Data shown:
PR #4468, opened 2023-12-20
Nn scooter track

nilsnolde:
@gknisely found that motorscooter has ETAs of days for small distances on `track`s. The issue was that scooter speed could become 0, which would lead to a `speedfactor_` of 3600. This should fix it.


src/sif/motorscootercost.cc
```diff
@@ -426,9 +426,11 @@ Cost MotorScooterCost::EdgeCost(const baldr::DirectedEdge* edge,
     return {sec * ferry_factor_, sec};
   }
 
+  // prevent scooter speed to become 0
   uint32_t scooter_speed =
-      (std::min(top_speed_, speed) * kSurfaceSpeedFactors[static_cast<uint32_t>(edge->surface())] *
-       kGradeBasedSpeedFactor[static_cast<uint32_t>(edge->weighted_grade())]);
+      std::max(1.f, (std::min(top_speed_, speed) *
```
nilsnolde, line 431: at least 1. alternatively we could leave this std::max and update the `speedfactor_[0]` to the same value as `speedfactor_[1]` (3.6), which is currently set to 3600.

kevinkreiser (approved):
looks good, should refactor speedfactor at some point i8 guess or figure out why we have such a penalty for "closed"

nilsnolde:
oh boy.. that freaking gtfs test is acting up again! guess my band-aid from last year isn't working anymore..

nilsnolde:
that'll block all PRs again on all circleci builds.. I'll go home now hahah will take a look tmrw if no one else did

nilsnolde:
eieiei.. https://github.com/valhalla/valhalla/pull/4089#discussion_r1179438332 :laughing: @kevinkreiser you saw it and seems I never opened an issue to resolve that.. time to put the band-aid into saner code, or not merge until monday haha

PR #4469, opened 2023-12-21
require admins & tz

### LINKED ISSUE #4467: make admins & timezones required
we talked about it and came to the conclusion that there's no point to have timezones & admins optional. there's tons of issues with no admins added, and also having no timezones results in strange behavior if someone requests with time. @kevinkreiser suggested we could host those somewhere so people can pull them without building. we could use github artifacts for that, triggered by a manual github action to re-create them. those artifacts are available for download via the github api. though they're only persisted for 90 days or so I think, but it's easy to automatically generate them every couple of months, github actions has cron capabilities.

Task requirements: Would you output, from the records above, exactly the run of lines that starts at the line containing "that'll block all" and ends at the line containing "### LINKED ISSUE", and only that run?

Exercise output:
that'll block all PRs again on all circleci builds.. I'll go home now hahah will take a look tmrw if no one else did

nilsnolde:
eieiei.. https://github.com/valhalla/valhalla/pull/4089#discussion_r1179438332 :laughing: @kevinkreiser you saw it and seems I never opened an issue to resolve that.. time to put the band-aid into saner code, or not merge until monday haha

PR #4469, opened 2023-12-21
require admins & tz

### LINKED ISSUE #4467: make admins & timezones required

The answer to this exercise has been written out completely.